Monday, March 18, 2013

Writing


I just woke from this wonderful dream where I finally gave up writing. It happened like this:

I had this big suitcase full of all my writing: all my scribblings, all my poems and luggage. It was bulky and awkward to carry, so I left it outside and went to dine in an Indian restaurant alone. It would be safe, I thought, by the curb.

The meal was fine and exotic. The busboy was Mexican—and I made a mental note to write that down. But when I came outside, all my notebooks and pens, all my stories, all my luggage was gone.

homeless man motioned toward the street. “It was just...," he began—and then I saw the culprit. A younger, more-attractive man sprinting through the park, handling the bag as if it were weightless.

There was some good stuff in that bag too, including all fifty two of my favorite story's revisions, an idea for a new character—a perfect one, to be placed in some story or other—and the fourth start of my first novel. All gone.

So I went back to school. I took a cab and when we pulled up out front I realized I didn't have money to pay the fare. The driver turned around and said it was OK. After all, my bag had just been stolen.
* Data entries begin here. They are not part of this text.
PR #1211, opened 2020-02-07
Fixes to make all CPU compute shaders work on CUDA

jsmall-nvidia:
* Add support for SampleLevel
  * Fixed problem with Sample - used the wrong type
* Added $T 'special macro magic' option. 
* Fixed kernel launch for CUDA to take into account blocks
* Turned isCPUOnly hack into 'onlyCPULikeBinding'. Still horrible - but hey it now works on CUDA!

### DIFF
--- a/source/slang/slang-emit-c-like.cpp
+++ b/source/slang/slang-emit-c-like.cpp
@@ -1367,6 +1367,22 @@ void CLikeSourceEmitter::emitIntrinsicCallExprImpl(
                 }
                 break;
 
+            case 'T':
+                // Get the the 'element' type for the type of the param at the index
+                {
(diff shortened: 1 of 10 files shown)


source/slang/slang-emit-c-like.cpp
```diff
@@ -1367,6 +1367,22 @@ void CLikeSourceEmitter::emitIntrinsicCallExprImpl(
...
+
+                    IRType* type = args[argIndex].get()->getDataType();
+                    if (auto baseTextureType = as<IRTextureType>(type))
+                    {
+                        type = baseTextureType->getElementType();
+                    }
+                    emitType(type);
+                }
+                break;
+
```
tfoleyNV: I'd prefer not to burn `T` for this, since `$T0` is the most obvious syntax for referencing generic argument 0. Not a big deal though.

And in a motherly way, she opened the door such that it seemed to open on its own.

I thanked her and walked up under the stony arches of University, cutting through the bright-eyed, babbling freshman in the dark museum halls where colorful banners for bands and sea turtles and marine biology programs hung from the rafters. I wondered why I hadn't studied marine biology, or turtles, or bands. Everyone seemed so happy.

Then as if by miracle, there she was—walking right beside me. We were in the bookstore where we'd first met. I glanced to my side and thought to ask if she hated me yet, but she was smiling, exploring—babbling about literary theory and psychology—adding more and more books to a wheelbarrow-borne stack that nearly touched the ceiling. 

I couldn't afford to buy them, and of course neither could she. But she didn’t seem to mind. I just gazed at the books as she floated there, speaking in quiet little cycles that reminded me of silence produced by a stream. Then she turned to me, cheerily, and exclaimed, “Me and you in the bookstore!”

I tried to return her toothy grin, but as I scanned the books she’d chosen I was stunned to find that I’d read every single one. I wanted to know if she remembered that it was I who first introduced her to John Irving, and if she knew that all his books were the same. I wanted to know why she’d never read Tolstoy, Melville or Dostoyevsky—and if she intended to read War and PeaceMoby-Dick, and The Brothers Karamazov, or just buy them.

And I wanted to point out that she should have said “’You and I in the bookstore’ not ‘Me and you,'" and moreover admonish her for lying—(I couldn't be ‘in the bookstore’, as she’d claimed, because I was obviously in my bed, dreaming). But then I stopped. 

Because I was in my bed dreaming. And really I'm most intrigued by the things I can't control.